Hodgdon JA, Hesslink RL, Hackney AC, Vickers RR, Hilbert RP. Arctic Med. Res. 1991; 50(Suppl 6): 132-136.

Affiliation

Operational Performance Department, Naval Health Research Center, San Diego, California.

Copyright

(Copyright © 1991, Nordic Council for Arctic Medical Research)

DOI

unavailable

PMID

1811568

Abstract

In an effort to determine whether or not field living conditions degrade performance during cold weather military training, performance of 17 Norwegian Army soldiers living in tents in the field (FG) was compared with that of 13 soldiers living in barracks (GG). FG and GG performed similar tasks and were equipped and clothed identically. Each subject was tested prior to and following 9 days of field training. The tests consisted of marksmanship (score for a 5-shot group), snowshoe running (time to cover 1700 m), anaerobic power (Wingate test), and performance on 5 cognitive tests (preferred hand tapping, 4-choice reaction time, pattern recognition, memory search, and code substitution; each test scored as % correct and # completed). A subset of the subjects from each group wore watches which recorded heart rate during the day. During training GG had a lower average heart rate than FG, indicating lower physical activity level. Significant changes were not found in rifle shooting or in mean anaerobic power.

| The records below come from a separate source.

PR #1443, opened 2024-03-08
AUT-2543: Created isForcedPasswordReset parameter in updatePassword method

alhcomer:
## What
Created isForcedPasswordReset parameter in updatePassword method to accept req.session.user.withinForcedPasswordResetJourney as an argument in the reset password controller. This is so that in the backend we can distinguish between password reset journey types for auditing.

Another PR is to follow for the backend.

## How to review

Code should be reviewed alongside backend PR (https://github.com/govuk-one-login/authentication-api/pull/4087) ensuring that the argument for isForcedPasswordReset is accessible in the ResetPasswordHandler

## Related PRs
https://github.com/govuk-one-login/authentication-api/pull/4087

### DIFF
--- a/src/components/reset-password/reset-password-controller.ts
+++ b/src/components/reset-password/reset-password-controller.ts
@@ -39,7 +39,7 @@ export function resetPasswordPost(
   mfaCodeService: MfaServiceInterface = mfaService()
 ): ExpressRouteFunc {
   return async function (req: Request, res: Response) {
-    const { email } = req.session.user;
+    const { email, withinForcedPasswordResetJourney } = req.session.user;
     const { sessionId, clientSessionId, persistentSessionId } = res.locals;
     const newPassword = req.body.password;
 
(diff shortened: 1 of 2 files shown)


src/components/reset-password/reset-password-controller.ts
```diff
@@ -48,7 +48,8 @@ export function resetPasswordPost(
       req.ip,
       sessionId,
       clientSessionId,
-      persistentSessionId
+      persistentSessionId,
+      req.session.user.withinForcedPasswordResetJourney
     );
```
ayoshebby, line 53: Minor suggestion, I think for readability you can extract this into its own var 
```
const {user, withinForcedPasswordResetJourney} = req.session.user
```
replacing req.session.user.withinForcedPasswordResetJourney >> with withinForcedPasswordResetJourney

ayoshebby (approved):

PR #1463, opened 2024-03-19
AUT-2612: Reorder validation messages on create password screen

gtvj:
## What

UCD identified a bug today relating to the order of validation messages when a user leaves both password fields blank during an account creation journey. The problem is that "Re-type your password" appears before "Enter your password" (whereas the fields are in the opposite order). This PR changes the order of these messages. 

I have also checked that the page retains existing validation behaviour, including:
- [x] failures relating to using a common password, like "password1"
- [x] leaving a single field blank
- [x] using a password that doesn't include numbers
- [x] allows submission when a good password is used to populate both fields

## How to review

1. Start frontend running locally against this branch
2. Begin an account creation journey
3. On the "Create your password", leave both fields blank and submit the form
4. Confirm that the error message order matches what's in the screenshots below
5. Try different validation error permutations to confirm all is working as expected
6. Code review

### Screenshots

<details>
<summary>English</summary>

Error-Create-your-password-GOV-UK-One-Login

</details>

<details>
<summary>Welsh</summary>

Gwall-Creu-eich-cyfrinair-GOV-UK-One-Login

</details>

### DIFF
--- a/src/components/create-password/create-password-validation.ts
+++ b/src/components/create-password/create-password-validation.ts
@@ -5,24 +5,6 @@ import { ValidationChainFunc } from "../../types";
 
 export function validateCreatePasswordRequest(): ValidationChainFunc {
   return [
-    body("confirm-password")
-      .notEmpty()
-      .withMessage((value, { req }) => {
-        return req.t(
-          "pages.createPassword.confirmPassword.validationError.required",
-          { value }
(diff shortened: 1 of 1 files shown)


BeckaL (approved):
Sorry this has been hanging round for a bit!

PR #1473, opened 2024-03-21
ATO-450: Create a new endpoint for rp auth codes

ethanmills:
## What

Replace the dual functionality of the `/auth-code` endpoint with a new `/rp-auth-code`. 

Currently, `/auth-code` either generates a code to return the user to Orchestration, or to return to the RP if they have completed identity. This seems to be causing some hard to diagnose issues with users occasionally being directed to the wrong place. Splitting the endpoints allows us to make better use of the state machine to make sure the user ends up in the right place, even if they use the browser back button.

Changes to the user interface or content should be demonstrated to Content Design and Interaction Design before being merged. This is to ensure they are aware of changes and behaviours (for example, how error screens appear and whether invalid entries can be amended), and can make any necessary changes to Figma.

- [ ] Changes to the user interface have been demonstrated

### DIFF
--- a/src/components/rp-auth-code/rp-auth-code-controller.ts
+++ b/src/components/rp-auth-code/rp-auth-code-controller.ts
@@ -1,15 +1,15 @@
 import { Request, Response } from "express";
 import { ExpressRouteFunc } from "../../types";
-import { authCodeService } from "./auth-code-service";
-import { AuthCodeServiceInterface } from "./types";
+import { rpAuthCodeService } from "./rp-auth-code-service";
+import { RpAuthCodeServiceInterface } from "./types";
 import { BadRequestError } from "../../utils/error";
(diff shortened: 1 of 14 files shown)


src/components/rp-auth-code/rp-auth-code-controller.ts
```diff
@@ -0,0 +1,52 @@
...
+    const gaId = req.session.client.crossDomainGaTrackingId;
+
+    const result = await service.getAuthCode(
+      sessionId,
+      clientSessionId,
+      req.ip,
+      persistentSessionId
+    );
+
+    req.session.user.authCodeReturnToRP = false;
```
hannah-leong, line 26: Should this be here?

alhcomer:
Closing the PR for the time being, left the branch as is for when @ethanmills wants to pick up again

PR #1477, opened 2024-03-22
AUT-2617: add the correct journey type to resend-mfa-code-controller.ts

LazarAlexandru-Constantin:
To implement the correct locking for code requests, we need to send the correct journey type to the backend API. Because the resend-mfa-code-controller.ts is used in the creation, account-part-created and account recovery journeys, we need to make sure that we send the current journey type, not JOURNEY_TYPE.REGISTRATION. Backend implements locking on the 6th requests. The enter-phone-controller sent the correct journey type, while the resend-mfa-code-controller.ts sent the wrong one, reason why we were blocked on the 6th, not 5th request. Obs: part-created and creation are using JOURNEY_TYPE.REGISTRATION, while account recovery has its own journey type.

## What

Update resend-mfa-code-controller.ts to send correct journey type

## How to review

1. Deploy to sandpit with ./deploy-sandpit.sh -l or test locally by staring the service with './startup.sh -l'
2. Sign in to existing account, or create a new one if you do not have one
4. Sign in
5. On the enter-code (auth app or sms), click 'change how you get security codes"
7. Enter email OTP
8. Select SMS option and enter a correct phone number
9. On the verify phone number page, request 5 codes and verify that on the 5th request you get locked out.

- [] Changes to the user interface have been demonstrated

### DIFF
--- a/src/components/account-creation/resend-mfa-code/resend-mfa-code-controller.ts
+++ b/src/components/account-creation/resend-mfa-code/resend-mfa-code-controller.ts
@@ -54,7 +54,11 @@ export const resendMfaCodePost = (
 ): ExpressRouteFunc => {
   return async function (req: Request, res: Response) {
     const { sessionId, clientSessionId, persistentSessionId } = res.locals;
-    const { email, phoneNumber } = req.session.user;
+    const { email, isAccountRecoveryJourney, phoneNumber } = req.session.user;
+
+    const journeyType = isAccountRecoveryJourney
+      ? JOURNEY_TYPE.ACCOUNT_RECOVERY
+      : JOURNEY_TYPE.REGISTRATION;
 
     const sendNotificationResponse = await service.sendNotification(
       sessionId,
@@ -64,7 +68,7 @@ export const resendMfaCodePost = (
       req.ip,
       persistentSessionId,
       xss(req.cookies.lng as string),
-      JOURNEY_TYPE.REGISTRATION,
+      journeyType,
       phoneNumber
     );
 
--- a/src/components/enter-phone-number/enter-phone-number-controller.ts
+++ b/src/components/enter-phone-number/enter-phone-number-controller.ts
@@ -84,7 +84,9 @@ export function enterPhoneNumberPost(
             req.query.actionType as SecurityCodeErrorType
           ),
           support2hrLockout: support2hrLockout(),
-          isAccountCreationJourney: true,
+          isAccountCreationJourney:
+            req.session.user.isAccountCreationJourney ||
+            req.session.user.isAccountPartCreated,
         });
       }
       const path = getErrorPathByCode(sendNotificationResponse.data.code);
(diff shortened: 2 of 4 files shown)


src/components/account-creation/resend-mfa-code/resend-mfa-code-controller.ts
```diff
@@ -54,7 +54,23 @@ export const resendMfaCodePost = (
...
+      email,
+      isAccountRecoveryJourney,
+      isAccountRecoveryPermitted,
+      phoneNumber,
+    } = req.session.user;
+
+    const isAccountRecoveryEnabledForEnvironment = supportAccountRecovery();
+
+    const accountRecovery =
+      isAccountRecoveryJourney &&
```
BeckaL, line 67: A question here because I'm not super familiar with this bit of the domain - is `isAccountRecoveryJourney` enough here? Presumably we'd only set it if account recovery was permitted and enabled for the environment?

src/components/enter-phone-number/enter-phone-number-controller.ts
```diff
@@ -84,7 +84,9 @@ export function enterPhoneNumberPost(
             req.query.actionType as SecurityCodeErrorType
           ),
           support2hrLockout: support2hrLockout(),
-          isAccountCreationJourney: true,
+          isAccountCreationJourney:
+            req.session.user.isAccountCreationJourney ||
+            req.session.user.isAccountPartCreated,
```
BeckaL, line 89: This looks like a separate change / fix to me - is that right? If so, could we either put it in its own commit with tests and explanation of what it does, or add something to the description of this commit that explains why this was changed? In the commit message for this commit you say "The enter-phone-controller sent the correct journey type", but this change implies otherwise :-)

LazarAlexandru-Constantin: Will do, agreed

src/components/account-creation/resend-mfa-code/resend-mfa-code-controller.ts
LazarAlexandru-Constantin: All of the code from this is basically copied from the enterPhoneNumberPost() controller. There this is the way that we determine what journey type we are in and pass it to the api (both enter-phone and resend-mfa-code) are used in both journeys: account-create and  account recovery
So since I would want the data that is sent to the API to be identical with the one from the  enterPhoneNumberPost controller, I did it the same way here. 

The reason for why I want to make sure the data is the same is because backend blocks users on the 6th resend-code request, and the first request of those 6 is always made by the enter phone, leaving 5 request for the resend-mfa-codes. If the data differs from the call in the enter-phone to the one in the resend-code, the resend-code will have 6 resends available because the backend will consider the requests as separate

BeckaL: I guess my thoughts are that we only set `isAccountRecovery` to true here: https://github.com/govuk-one-login/authentication-frontend/blob/main/src/components/account-recovery/check-your-email-security-codes/check-account-recovery-middleware.ts#L11-L12 where we already check whether account recovery is permitted, so I'd argue that line here is redundant. 

Checking whether it's enabled for the environment is technically still relevant so fine to leave in. It is switched on in all environments however, so looks like a flag that we can take out, but yeah while that feature flag still exists makes sense to leave it in here.

Not saying the code is wrong in either place, just that some of this seems redundant as checks to me :-)

LazarAlexandru-Constantin: Indeed, I agree with that

BeckaL (approved):

PR #1478, opened 2024-03-25
AUT-2608: send the correct flags to the .njk error pages

LazarAlexandru-Constantin:
In the reset-password-check-email-controller.ts, depending on the error codes, we redirect to 3 different error page indexes, in the block starting on line #64. Some of the indexes use the show2HrScreen, others the support2hrLockout. Thus, we need to send both of them for all the indexes to work.

## What

Implement redirect to error page when user is locked out due to too many incorrect codes entered.

## How to review

1. Code Review
2. Ensure environment variables 'SUPPORT_2HR_LOCKOUT' and 'SUPPORT_2FA_B4_PASSWORD_RESET' are set to 1
3. Deploy to sandpit with `./deploy-sandpit.sh -l`
4. for the first issue proceed through PW reset journey and enter too many wrong OTP emails and check that the screen you're redirected to after the 5th incorrect attempt is the first screenshot below
5. Restart the journey by going to localhost:2000, or going through the stub again, go to the reset-password journey and verify that you're redirected to the 2nd screenshot below. 

Expected 2hr screens to be redirected to during the PW reset journey, when entering too many wrong codes:

image

Expected 2hr screens to be redirected to during the sign-in, PW reset and account recovery journeys, when user is locked and tries to complete the journey: 
image

Expected 2hr screens to be redirected to during the creation and account part created journeys, when requesting too many codes:
image

The changes were demonstrated in a demo to Kim Clayden


BeckaL (approved):
Approving so we can get this fixed, let's create a ticket to use the same flag everywhere :-)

Significant group (p less than .001) and time (p less than .001; pre vs. post) differences were found in snowshoe time, but a significant interaction was not found. Among the cognitive tests, a significant group by time interaction was found for % correct responses only for the Memory Search task, and represented a decrease in GG performance while FG performance was maintained. Time differences were found for # completed for Memory Search (p less than .002) and Pattern Recognition (p less than .001) suggesting incomplete learning of the task, but no group by time interactions were found.